The gas generator module 6 and the blower unit 8 are installed on their own supports, which are rigidly fixed to the common frame 4 and are tied with pipelines and pipeline fittings (Fig. 1).

The gas filtration and cooling module 9 consists of three cylindrical shells installed vertically and interconnected by power flanges (Fig. 5). The fastening part of the flanges extends beyond the outer diameter of the shells. Module parts are made of heat-resistant stainless steel.

The filtration and cooling module 9 consists of three sections:

1. The lower section is a coarse filter 9.1 and is made in the form of a vertical cylindrical shell 9.2 with a beveled bottom and a branch pipe 9.26 through which gas enters. In the lower part of the section there is a screw mechanism 9.3 with an electric drive 9.4 at an angle of 30 ÷ 45° from the horizontal plane, which ensures the unloading of ash into an external container 9.5. To prevent leakage of pyrolysis gas through the 9.3 screw mechanism, a screw shaft seal is installed in the place of the flange connector in the lower part of the 9.3 screw mechanism.

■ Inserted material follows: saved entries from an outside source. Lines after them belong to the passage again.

PR #3673, opened 2024-06-26
native: handle deleted unread

dnbrwstr:
Currently, when the first unread of a channel is a deleted message, the channel screen will appear blank. This PR fixes that by:
- Modifying the `getChannelPosts` query so that it can retrieve posts around a given post, even if that post has been deleted, as long as it's covered by a window. If the post is deleted, it will get posts around where the post would have been.
- Adding logic to the `Scroller` that will make it visible once we've rendered the first page of posts, even if we haven't found our anchor post.

Fixes TLON-2142

### DIFF
--- a/packages/shared/src/db/queries.ts
+++ b/packages/shared/src/db/queries.ts
@@ -1601,23 +1601,27 @@ export const getChannelPosts = createReadQuery(
         .as('posts');
 
       // Get the row number of the cursor post
-      const cursorRow = await ctx.db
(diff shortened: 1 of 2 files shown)


dnbrwstr:
I said TLON-2142

latter-bolden (approved):
Makes sense, works locally

jamesacklin:
@wca4a For your edification. Should resolve the issue you saw with Tlon Local not loading.

PR #3674, opened 2024-06-26
post loading ux

dnbrwstr:
Improvements to post loading behavior + performance
- Debounce loader changes so that they don't trigger repeatedly
- Actually load newest page of posts when entering a channel with no unreads.
- Increase page size of posts when loading from the api


latter-bolden (approved):
Lgtm, made sense in our walkthrough

jamesacklin:
Excited to see!

PR #3677, opened 2024-06-27
native: sync start robustness

latter-bolden:
Adds retry logic to the individual pieces of our fetching startup sequence. If after retrying we still fail, we'll pop the error boundary to prevent app use in an unknown state.

Once we support offline mode (where failure here would make sense), we'll need to be more careful about deciding when exactly to throw. But for now, we lock the screen if there's no network connection anyhow.

Fixes TLON-2183


dnbrwstr (approved):
Lgtm, will get deeper into this this afternoon.

PR #3678, opened 2024-06-27
native: temporarily disable sigil rendering in push notifications

dnbrwstr:
This PR fixes a crash that happens frequently on receipt of a push notification. May need @alecananian's advice to get to a real fix.


latter-bolden:
I'll copy this over to the main branch. Thanks for figuring this out!

PR #3681, opened 2024-06-27
groups-ui: fix init types

arthyn:
PR Checklist


Fang- (approved):
Good fix. We should roundtable at some point to think of ways to catch these things earlier. A "I just changed some types, what's next?" checklist isn't gonna cut it, we need automation/compiler failures somehow...

PR #3682, opened 2024-06-27
activity: refine combined count for channels

arthyn:
After discussion with @latter-bolden, we decided to change how `count` in activity summaries gets tallied to better reflect what expect UX-wise, aka ignoring threads that don't involve us. 

We refresh all summaries on load since that shouldn't take very long and likely should be done anytime the agent changes, and in this case we have to for those counts to get updated immediately.

PR Checklist

### DIFF
--- a/desk/app/activity.hoon
+++ b/desk/app/activity.hoon
@@ -100,7 +100,7 @@
   =?  old  ?=(%2 -.old)  (state-2-to-3 old)
   ?>  ?=(%3 -.old)
   =.  state  old
-  cor
+  refresh-all-summaries
   +$  versioned-state  $%(state-3 state-2 state-1)
   +$  state-3  current-state
   +$  state-2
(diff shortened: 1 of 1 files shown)


desk/app/activity.hoon
```diff
@@ -899,7 +899,11 @@
       notify-count  (^add notify-count.sum notify-count.as)
     ==
   =/  newest=time  :(max newest.cs floor.reads top)
-  =/  total  count.cs
+  =/  total
+    ::  if we're a channel, we only want thread notify counts, not totals
+    ?:  ?=(%channel -.source)
```
Fang-, line 904:
```suggestion
    ::  if we're a channel, we only want thread notify counts, not totals
    ::
    ?:  ?=(%channel -.source)
```

(;

Fang- (approved):
I can debate the expectation and its implications here, but the code seems to reflect the description at least, so looks good to me.

arthyn:
Fixes TLON-2202

PR #3683, opened 2024-06-27
various: add resource-id-ing ~| into common paths

Fang-:
As discussed out of band with @arthyn, we should have some more of these. This is a start.

We see crash traces for all kinds of things. Currently, we print poke and watch nack traces to the user's terminal. These by themselves only point at the codepath, but don't explicate the crash reason (which could also be deduced from the trace) or the resource that was operated on (which might not be recoverable in cases where we don't have/print the wire).

Here, we add a couple of trace hints, to print subscription paths and resource identifiers in common crash pathways.

### DIFF
--- a/desk/app/channels-server.hoon
+++ b/desk/app/channels-server.hoon
@@ -279,7 +279,8 @@
 ++  watch
   |=  =(pole knot)
   ^+  cor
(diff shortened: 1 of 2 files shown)


arthyn (approved):
very nice!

2. The middle section is a gas cooler 9.6, made in the form of a sealed welded cylindrical shell 9.7. Inside the shell 9.7, four turbulators 9.8 are installed in the form of pipes with spirals, through which the gas, after swirling and filtering, flows from the lower part of the middle section to the middle section. Turbulators 9.8 are connected to the lower grate 9.9 and the upper grate 9.10. On the lower 9.9 and upper grate 9.10 there are inlet and outlet pipes 9.11, 9.12 for supplying and discharging cooling water, respectively.

3. The upper section is a fine filter 9.13, made in the form of a vertical cylindrical shell 9.14 with four bag filters 9.15 inside. The lower part of the bag filters 9.15 is fixed to the lower part of the shell 9.14. In the upper part of the section there are two gas outlet pipes 9.16, 9.17.

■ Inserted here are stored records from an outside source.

PR #3684, opened 2024-06-27
activity: allow clearing unreads for deleted messages

arthyn:
This fixes TLON-2188 by showing a deleted message placeholder so that the unread marker can be displayed. Additionally this stops the %channels agent from sending edits as activity events. If we want this in the future, we'll probably want to handle it differently.

image

PR Checklist


Fang- (commented):
Hoon-side change looks fine, but we should note that this does mean message contents as stored in/retrieved from activity will be stale in the case of edits. Probably important for "activity view" use cases.

PR #3685, opened 2024-06-27
native: include involved threads in group/channel count

latter-bolden:
OTT

The way @arthyn updated the backend, changes needed here are actually pretty light!

Fixes TLON-2157


dnbrwstr (approved):
Great, lgtm!

PR #3686, opened 2024-06-28
activity: increment time-ids in "better" steps

Fang-:
Instead of incrementing the atom, add a proper fraction to it. This way, we don't end up with crazy long `@da` renderings all over the place.


arthyn (approved):
lgtm

PR #3687, opened 2024-06-28
native: priority syncing

dnbrwstr:
Initial, naive implementation of priority syncing. It touches a lot of sync code, and the initial approach is fairly naive, but it already yields some benefits + I think it probably makes sense to get this chunk in then keep working.

### Priority-based `syncQueue`

- Add `priority` param to sync manager operations.
- Higher priority tasks will always be executed before lower priority ones. 
- We leave "threads" open for high priority operations, so they can't get blocked by low priority ones. 

We could get a lot fancier with this, but it already feels decent. 

### Changed posts syncing
- We now track a `syncedAt` field on posts, updated each time the post is fetched from the
- Inside a channel, we monitor the `posts` array for posts whose `syncedAt` field is from before the current session.
- When we find a post that needs to be synced, we request it be synced at medium priority, which should mean it will never block actually loading additional pages. 

The approach is naive, but surprisingly doesn't feel too bad. Next step will be to proactively sync changes so that we can hopefully do less of this in-channel.


apps/tlon-mobile/src/screens/ChatListScreen.tsx
```diff
@@ -69,8 +69,7 @@ export default function ChatListScreen(
 
   useFocusEffect(
     useCallback(() => {
-      store.syncUnreads();
-      return () => store.clearSyncQueue();
+      store.syncUnreads(store.SyncPriority.High);
```
jamesacklin, line 72: !!!

latter-bolden (approved):
Lgtm! Demo build is working smoothly minus the missing row swiping we talked about.

This will be nice to have both immediately and as something to build off as we start doing more prefetching/pre-emptive change syncing

dnbrwstr:
Fixed a couple remaining things, should be good to go, but I'll wait a couple hours to see if anyone sees anything wonky.

PR #3689, opened 2024-06-28
notify: track client request statistics

Fang-:
We want to have some insights into how push notifications propagate to
client devices. But, client devices currently request notification
details through the scry endpoints, leaving us no way to write metadata
about the request into state. To support this, we make two changes:

First, we add new http endpoints under `/apps/groups/~/notify`, that
expose the same data that the current scry endpoints do; they support
both `%activity-event` and `%hark-yarn` shaped responses.

Second, we include a "first-req" timestamp alongside each notification
in state. Whenever an http request for a notification comes in, we set
that timestamp for that notification (if it wasn't already).

To easily digest that data, we add a `+groups!notify-delivery-report` generator. Running that generates outputs that looks like the following:

```
Between ~2024.6.27 and ~2024.6.28,
Served 3 out of 4 notifications (75%).
Average time-to-request was ~s15.
```

Additionally, instead of wiping all notification state periodically, we
now only wipe older notifications, leaving more-recent ones in place.
This way we should always keep around a relevant backlog of notification
details.

Not included in this PR: an update to the mobile client to use the new http endpoint (`/apps/groups/~/notify/note/[uid]/hark-yarn.json`) instead of the scry endpoint. This should be a drop-in replacement, though we'll eventually want to use `activity-event.json` requests instead.

~~(Given that backend and mobile client won't update in lockstep, maybe we want to add a debug poke for clearing notify's state, so we don't leave seemingly-unrequested notifications around until cleanup?)~~ Added.

Fixes TLON-2159


arthyn (approved):
lgtm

In the middle and upper sections there is a mechanism for cleaning the inner pipes and shaking the bag filters with drives 9.18, 9.19 and a geared motor. The mechanism consists of two pairs of rocker arms, lower and upper 9.20, 9.21, reciprocating. The lower rocker arms 9.20 control the up and down movement of the turbulators 9.8. Upper rocker arms 9.21 control the compression and expansion of bag filters 9.15.

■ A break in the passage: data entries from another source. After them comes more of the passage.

PR #3936, opened 2024-09-19
expose + profile: moves all shared styles, reformats widgets

jamesacklin:
Moves styles around a bit to unify public-facing pages in style, type, colors, etc.

Barebones preview:
image

Kitted-out preview:
image


desk/app/profile.hoon
```diff
@@ -134,6 +137,12 @@
     ::
     :-  [%pass /eyre/cache %arvo %e %set-response '/profile' `[| %payload payload]]
     (spout:rudder id payload)
+  ?:  =('/expose/style/shared.css' url.request)
+      :-  [200 ['content-type' 'text/css']~]
+      `(as-octs:mimes:html style-shared)
```
Fang-, line 142: The %profile agent only serves requests for `/profile` and stuff underneath that path, so this is never going to get hit. %expose will handle it though.

desk/app/profile.hoon
```diff
@@ -348,22 +237,19 @@
...
-          ;path
-            =d  "M15.4151 0.259814L0.497261 1.82774C0.222631 1.85661 0.0233995 2.10264 0.0522642 2.37727L0.391982 5.60946C0.420847 5.88409 0.666877 6.08332 0.941507 6.05446L5.41686 5.58408C5.96612 5.52635 6.45818 5.92482 6.51591 6.47407L6.79029 9.08469C6.84081 9.5653 6.49215 9.99585 6.01155 10.0464C5.53095 10.0969 5.10039 9.74822 5.04988 9.26762L4.85389 7.40289C4.82502 7.12826 4.57899 6.92903 4.30436 6.95789L1.07217 7.29761C0.797538 7.32648 0.598306 7.57251 0.627171 7.84714L1.56793 16.7978C1.62566 17.3471 2.11772 17.7456 2.66698 17.6878L16.5903 16.2244C17.1395 16.1667 17.538 15.6746 17.4803 15.1254L16.5395 6.17468C16.5107 5.90005 16.2646 5.70082 15.99 5.72968L12.7578 6.0694C12.4832 6.09827 12.2839 6.3443 12.3128 6.61893L12.5088 8.48366C12.5593 8.96426 12.2107 9.39481 11.73 9.44533C11.2494 9.49584 10.8189 9.14718 10.7684 8.66658L10.494 6.05596C10.4363 5.5067 10.8347 5.01464 11.384 4.95691L15.8593 4.48653C16.134 4.45767 16.3332 4.21164 16.3043 3.93701L15.9646 0.70481C15.9357 0.430181 15.6897 0.230949 15.4151 0.259814Z";
+      ;div.tlon-badge
+        ;a(href "https://tlon.io")
+          ;img@"https://tlon.io/icon.svg"(alt "Tlon logo", width "18");
```
Fang-, line 248: Any reason to hotlink this instead of embedding the svg directly? Loading external resources is somewhat lame imo, we should be able to easily avoid it here right?

desk/app/profile.hoon
```diff
@@ -134,6 +137,12 @@
     ::
     :-  [%pass /eyre/cache %arvo %e %set-response '/profile' `[| %payload payload]]
     (spout:rudder id payload)
+  ?:  =('/expose/style/shared.css' url.request)
+      :-  [200 ['content-type' 'text/css']~]
+      `(as-octs:mimes:html style-shared)
+  ?:  =('/profile/page.css' url.request)
+      :-  [200 ['content-type' 'text/css']~]
+      `(as-octs:mimes:html style-page)
```
Fang-, line 145: You might consider serving this at `/profile/style/page.css` instead, for consistency with the `/expose/style/*.css` paths. Or maybe we should take out the `/style` in both?

(It doesn't strictly need to match the file/folder structure in the desk, but I'd update those to match if you make such changes.)

Fang- (commented):
Some comments!

desk/app/profile.hoon
Fang-: Oh and we'll want to make sure this gets served from cache at some point, but, fine for now.

jamesacklin: Moved!

desk/app/profile.hoon
jamesacklin: Embedded!

desk/app/profile.hoon
jamesacklin: Removed!

Fang- (approved):
Changes look good, thank you!

PR #3937, opened 2024-09-19
native: fix invite sheet on Android

latter-bolden:
The invite sheet was using the old format that caused missing React context on Android. This was causing it to crash to the error boundary when opened. Moves the sheet to use the new style which fixes that issue. Looks like @patosullivan may have done something similar on his branch after merging this with latest develop.

Note, we still have an issue with subscriptions not working on Android sim or dev builds. To test this is now working, I had to do a local production build via eas.

Also removes the sometimes-failing metadata scry from Lure fetching since it's not used anywhere.

Fixes TLON-2749


arthyn (approved):
lgtm

PR #3938, opened 2024-09-19
native: remove skip button in invite sheet

latter-bolden:
Now that the updated group creation flow is in and we display the invite in the channel itself, we don't need the skip button in the sheet. This will help avoid confusion since it was always shown and doesn't make sense outside the group creation context.


arthyn (approved):
lgtm

PR #3939, opened 2024-09-19
native: more lure fixes

latter-bolden:
- fix stale Lure detection
- only consider Lure status _ready_ if we have a deeplink
- more error logging
- shorten timeout for subscribe once fetches

Should resolve TLON-2753, but I was only seeing that present on the actual build. Will cut a new one and confirm resolved before closing.


arthyn (approved):
lgtm

PR #3940, opened 2024-09-19
group creation: make sure back button goes back to chat list after successful group creation

patosullivan:
Fixes TLON-2754


latter-bolden (approved):
Looks good!

Not sure if we'd want to push the  _GroupChannels_ screen as well (like we do [here](https://github.com/tloncorp/tlon-apps/blob/55c93d953e37fc2b5b9854cc67599c9065e216a4/apps/tlon-mobile/src/hooks/useNotificationListener.ts#L177)). Might make sense to skip since we know they'll just have the one channel.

The module contains a gas temperature sensor 9.22 and a gas pressure sensor 9.23. The gas filtration and cooling module 9 is installed on built-in supports fixed rigidly to the common frame 4 and tied with pipelines and pipeline fittings. The gas filtration and cooling module 9 is connected by a pipeline with a pyrolysis gas cooler 9.24. A temperature sensor 9.25 is located at the output of module 9.

The gas piston power plant module 10 is an internal combustion engine 10.1 with an internal combustion engine cooling radiator 10.2 connected by a clutch to an alternator. The internal combustion engine and the current generator are mounted on a single frame. The engine turns the generator. The generator generates electricity for the consumer.

The power plant is also equipped with a mixing unit, ball valves with an electric drive 10.3, 10.4, an additional fuel air filter 10.5, an emergency gas filter 10.6 and a pressure sensor 10.7 (Fig. 2). The gas piston power plant module 10 is connected by a pipeline to an exhaust gas heat exchanger 10.8.

The module of the gas-piston power plant 10 is made in a closed noise-absorbing metal case with its own supports, which are fixed rigidly to the concrete base, and are tied with pipelines and pipeline fittings for the supply of generator gas.

To prevent an emergency during the operation of the MCU, diaphragm safety valves with a diaphragm rupture actuation pressure of 15 kPa are installed on the top of the fuel hopper 3 and the fuel receiver housing 7.1. Emergency discharge of gas is performed automatically on the candle when the concentration of the explosive mixture reaches 20% of the lower concentration limit of ignition (LEL), at 40% of the LEL, an emergency shutdown of the unit is carried out, or manually from the local control panel located in the APCS cabinet.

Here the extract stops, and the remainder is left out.